▶ Task instructions
Please write out the complete listing that follows, exactly as it reads.

*** Opening of Stored data ***

PR #42, opened 2022-07-22
BNH-16 bug fix: didn't allow users to sign up

TomHanmer29:
Sign up was previously passing a null value for landlord type as it wasn't updated inside the landlord service file. This is now fixed.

*** Close of Stored data ***

▶ Expected answer
PR #42, opened 2022-07-22
BNH-16 bug fix: didn't allow users to sign up

TomHanmer29:
Sign up was previously passing a null value for landlord type as it wasn't updated inside the landlord service file. This is now fixed.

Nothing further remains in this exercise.